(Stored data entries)
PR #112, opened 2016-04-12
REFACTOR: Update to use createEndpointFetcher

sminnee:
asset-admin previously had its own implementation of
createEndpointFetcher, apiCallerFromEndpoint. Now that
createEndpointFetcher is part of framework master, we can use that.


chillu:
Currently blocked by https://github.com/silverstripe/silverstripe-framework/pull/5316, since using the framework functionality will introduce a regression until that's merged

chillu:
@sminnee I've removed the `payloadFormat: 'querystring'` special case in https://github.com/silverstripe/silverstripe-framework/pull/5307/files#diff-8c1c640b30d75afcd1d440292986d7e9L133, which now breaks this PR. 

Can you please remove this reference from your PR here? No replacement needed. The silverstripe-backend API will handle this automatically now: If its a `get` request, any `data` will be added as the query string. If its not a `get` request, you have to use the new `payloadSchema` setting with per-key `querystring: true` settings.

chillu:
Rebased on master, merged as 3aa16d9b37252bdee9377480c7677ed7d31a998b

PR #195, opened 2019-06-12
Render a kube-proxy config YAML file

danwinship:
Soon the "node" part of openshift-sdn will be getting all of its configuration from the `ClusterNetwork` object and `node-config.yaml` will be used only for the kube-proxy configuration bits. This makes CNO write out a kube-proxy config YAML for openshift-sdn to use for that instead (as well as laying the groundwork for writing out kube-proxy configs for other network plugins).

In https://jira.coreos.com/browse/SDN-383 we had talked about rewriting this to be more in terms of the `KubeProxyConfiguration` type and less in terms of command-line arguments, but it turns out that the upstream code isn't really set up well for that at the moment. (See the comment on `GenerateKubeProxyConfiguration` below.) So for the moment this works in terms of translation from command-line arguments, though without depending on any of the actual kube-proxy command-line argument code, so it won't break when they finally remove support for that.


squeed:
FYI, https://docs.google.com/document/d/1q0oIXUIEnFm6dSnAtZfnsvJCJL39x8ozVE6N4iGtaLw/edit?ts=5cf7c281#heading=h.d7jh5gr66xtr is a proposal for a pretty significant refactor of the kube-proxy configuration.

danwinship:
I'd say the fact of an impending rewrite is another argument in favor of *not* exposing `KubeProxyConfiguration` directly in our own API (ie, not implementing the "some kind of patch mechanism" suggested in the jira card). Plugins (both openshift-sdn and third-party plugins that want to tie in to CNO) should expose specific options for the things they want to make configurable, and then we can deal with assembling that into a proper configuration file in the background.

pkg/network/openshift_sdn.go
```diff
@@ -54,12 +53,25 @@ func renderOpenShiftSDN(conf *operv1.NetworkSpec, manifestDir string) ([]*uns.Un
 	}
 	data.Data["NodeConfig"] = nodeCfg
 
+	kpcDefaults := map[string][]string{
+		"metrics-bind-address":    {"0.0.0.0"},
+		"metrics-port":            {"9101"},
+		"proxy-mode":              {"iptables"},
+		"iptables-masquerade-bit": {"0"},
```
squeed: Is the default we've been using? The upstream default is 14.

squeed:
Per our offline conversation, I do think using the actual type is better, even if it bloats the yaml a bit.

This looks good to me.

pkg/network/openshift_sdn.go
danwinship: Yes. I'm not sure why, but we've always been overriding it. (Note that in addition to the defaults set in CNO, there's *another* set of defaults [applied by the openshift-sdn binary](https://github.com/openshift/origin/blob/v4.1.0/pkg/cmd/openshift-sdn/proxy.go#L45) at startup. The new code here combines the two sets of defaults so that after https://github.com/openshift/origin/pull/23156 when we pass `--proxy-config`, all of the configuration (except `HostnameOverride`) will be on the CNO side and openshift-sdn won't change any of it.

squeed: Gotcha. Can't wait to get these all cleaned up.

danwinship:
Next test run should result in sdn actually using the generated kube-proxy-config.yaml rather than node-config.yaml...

### Exercise
Could you write out all the records exactly, please?

### Result
PR #112, opened 2016-04-12
REFACTOR: Update to use createEndpointFetcher

sminnee:
asset-admin previously had its own implementation of
createEndpointFetcher, apiCallerFromEndpoint. Now that
createEndpointFetcher is part of framework master, we can use that.


chillu:
Currently blocked by https://github.com/silverstripe/silverstripe-framework/pull/5316, since using the framework functionality will introduce a regression until that's merged

chillu:
@sminnee I've removed the `payloadFormat: 'querystring'` special case in https://github.com/silverstripe/silverstripe-framework/pull/5307/files#diff-8c1c640b30d75afcd1d440292986d7e9L133, which now breaks this PR. 

Can you please remove this reference from your PR here? No replacement needed. The silverstripe-backend API will handle this automatically now: If its a `get` request, any `data` will be added as the query string. If its not a `get` request, you have to use the new `payloadSchema` setting with per-key `querystring: true` settings.

chillu:
Rebased on master, merged as 3aa16d9b37252bdee9377480c7677ed7d31a998b

PR #195, opened 2019-06-12
Render a kube-proxy config YAML file

danwinship:
Soon the "node" part of openshift-sdn will be getting all of its configuration from the `ClusterNetwork` object and `node-config.yaml` will be used only for the kube-proxy configuration bits. This makes CNO write out a kube-proxy config YAML for openshift-sdn to use for that instead (as well as laying the groundwork for writing out kube-proxy configs for other network plugins).

In https://jira.coreos.com/browse/SDN-383 we had talked about rewriting this to be more in terms of the `KubeProxyConfiguration` type and less in terms of command-line arguments, but it turns out that the upstream code isn't really set up well for that at the moment. (See the comment on `GenerateKubeProxyConfiguration` below.) So for the moment this works in terms of translation from command-line arguments, though without depending on any of the actual kube-proxy command-line argument code, so it won't break when they finally remove support for that.


squeed:
FYI, https://docs.google.com/document/d/1q0oIXUIEnFm6dSnAtZfnsvJCJL39x8ozVE6N4iGtaLw/edit?ts=5cf7c281#heading=h.d7jh5gr66xtr is a proposal for a pretty significant refactor of the kube-proxy configuration.

danwinship:
I'd say the fact of an impending rewrite is another argument in favor of *not* exposing `KubeProxyConfiguration` directly in our own API (ie, not implementing the "some kind of patch mechanism" suggested in the jira card). Plugins (both openshift-sdn and third-party plugins that want to tie in to CNO) should expose specific options for the things they want to make configurable, and then we can deal with assembling that into a proper configuration file in the background.

pkg/network/openshift_sdn.go
```diff
@@ -54,12 +53,25 @@ func renderOpenShiftSDN(conf *operv1.NetworkSpec, manifestDir string) ([]*uns.Un
 	}
 	data.Data["NodeConfig"] = nodeCfg
 
+	kpcDefaults := map[string][]string{
+		"metrics-bind-address":    {"0.0.0.0"},
+		"metrics-port":            {"9101"},
+		"proxy-mode":              {"iptables"},
+		"iptables-masquerade-bit": {"0"},
```
squeed: Is the default we've been using? The upstream default is 14.

squeed:
Per our offline conversation, I do think using the actual type is better, even if it bloats the yaml a bit.

This looks good to me.

pkg/network/openshift_sdn.go
danwinship: Yes. I'm not sure why, but we've always been overriding it. (Note that in addition to the defaults set in CNO, there's *another* set of defaults [applied by the openshift-sdn binary](https://github.com/openshift/origin/blob/v4.1.0/pkg/cmd/openshift-sdn/proxy.go#L45) at startup. The new code here combines the two sets of defaults so that after https://github.com/openshift/origin/pull/23156 when we pass `--proxy-config`, all of the configuration (except `HostnameOverride`) will be on the CNO side and openshift-sdn won't change any of it.

squeed: Gotcha. Can't wait to get these all cleaned up.

danwinship:
Next test run should result in sdn actually using the generated kube-proxy-config.yaml rather than node-config.yaml...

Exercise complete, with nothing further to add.